I would suggest using Yahoo messenger or something like that to chat with your buds. I use trillian, because it lets me chat with people on Yahoo, AOL, MSN, etc.


----------



## Mark72

I've had some times when I have come on here just looking to talk to some folks - dialog - because I was pretty down. Now being one of those times. A chat feature would be good for a situation like that. I've not been on this site long enough to see the other beaten threads on this subject...


----------



## Cosmos

Set up your own chat room and PM the link and password to all your TAM friends (if necessary, you can change the password whenever you please in order to keep it completely safe).

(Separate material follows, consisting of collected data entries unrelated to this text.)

PR #1441, opened 2024-04-09
perf: Avoid an extra function call and object clone during event emission

eoghanmurray:
See #1339 - perf: remove a nested function call and an object clone per event


Juice10 (approved):

eoghanmurray:
427acff3d6aeb90b77f81a495fc20ef6ad996b2b removed the timestamp from the 'event' type and added the 'eventWithTime' .
with this change, 'event' is now called 'eventWithoutTime'

in future I'm also thinking of renaming `eventWithTime` to just `event` (or `rrEvent`)

Issue #1450, opened 2024-04-17
[Bug]: echart color error


Belen-Luo:
### Preflight Checklist

- [X] I have searched the [issue tracker](https://www.github.com/rrweb-io/rrweb/issues) for a bug report that matches the one I want to file, without success.

### What package is this bug report for?

rrweb

### Version

v 2.0.0-alpha.12

### Expected Behavior

Expected normal rendering echarts

### Actual Behavior

During the recording of echarts, if the echarts are operated, the echarts color will turn gray

### Steps to Reproduce

1. renderer echarts
2. Start recording
3. Mouse in echarts
4. End View the recording result

### Additional Information

<div id="echarts" style="width: 200px; height: 200px;"></div>
const option = {
        color: ['#80FFA5', '#00DDFF', '#37A2FF', '#FF0087', '#FFBF00'],
        title: {
          text: 'Gradient Stacked Area Chart'
        },
        tooltip: {
          trigger: 'axis',
          axisPointer: {
            type: 'cross',
            label: {
              backgroundColor: '#6a7985'
            }
          }
        },
        legend: {
          data: ['Line 1', 'Line 2', 'Line 3', 'Line 4', 'Line 5']
        },
        toolbox: {
          feature: {
            saveAsImage: {}
          }
        },
        grid: {
          left: '3%',
          right: '4%',
          bottom: '3%',
          containLabel: true
        },
        xAxis: [
          {
            type: 'category',
            boundaryGap: false,
            data: ['Mon', 'Tue', 'Wed', 'Thu', 'Fri', 'Sat', 'Sun']
          }
        ],
        yAxis: [
          {
            type: 'value'
          }
        ],
        series: [
          {
            name: 'Line 1',
            type: 'line',
            stack: 'Total',
            smooth: true,
            lineStyle: {
              width: 0
            },
            showSymbol: false,
            areaStyle: {
              opacity: 0.8,
              color: new echarts.graphic.LinearGradient(0, 0, 0, 1, [
                {
                  offset: 0,
                  color: 'rgb(128, 255, 165)'
                },
                {
                  offset: 1,
                  color: 'rgb(1, 191, 236)'
                }
              ])
            },
            emphasis: {
              focus: 'series'
            },
            data: [140, 232, 101, 264, 90, 340, 250]
          },
          {
            name: 'Line 2',
            type: 'line',
            stack: 'Total',
            smooth: true,
            lineStyle: {
              width: 0
            },
            showSymbol: false,
[...]

PR #1451, opened 2024-04-17
fix: Fixed the color of echarts turning gray when clicked or moved in

Belen-Luo:
[Bug]: echart color error [1450](https://github.com/rrweb-io/rrweb/issues/1450)

### DIFF
--- a/packages/rrweb/src/record/observer.ts
+++ b/packages/rrweb/src/record/observer.ts
@@ -1314,7 +1314,7 @@ export function initObservers(
       //
     };
   }
-  console.warn(o)
+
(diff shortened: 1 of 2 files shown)


eoghanmurray:
This seems too general a change; see `should execute all mutations after args are parsed` failing test.  This PR would need a good justification/explanation for why we throw away commands (at least that's what I assume is happening from reading the diff)

is there something specific about the canvas command in echarts that is causing failure?  Is there a specific exception?

Belen-Luo:
Okay, I'll look into it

It's free and it's easy to set up:- Chatzy - Free Private Chat Rooms 

I've had no problems with it and use it for a forum I run.


----------



## Mark72

The idea was to chat with other people when my TAM friends weren't on... get to know other people. Oh well...
I am an admin on another site. We have a chat module and a shoutbox module. People actually use both, and it has a much smaller user base than TAM


----------



## Cosmos

It would be nice if there was one, Mark, but one problem I could foresee with a chat room on a site this size would be moderating it. Because of the nature of TAM, it would be irresponsible, IMO, to not moderate it, and there just aren't enough mods to do this.


----------



## Mark72

Cosmos said:


> It would be nice if there was one, Mark, but one problem I could foresee with a chat room on a site this size would be moderating it. Because of the nature of TAM, it would be irresponsible, IMO, to not moderate it, and there just aren't enough mods to do this.


True that.
We have 3 mods on the site I co-admin, and they really don't do anything. I do 99% of it... They just like the hats :iagree:


----------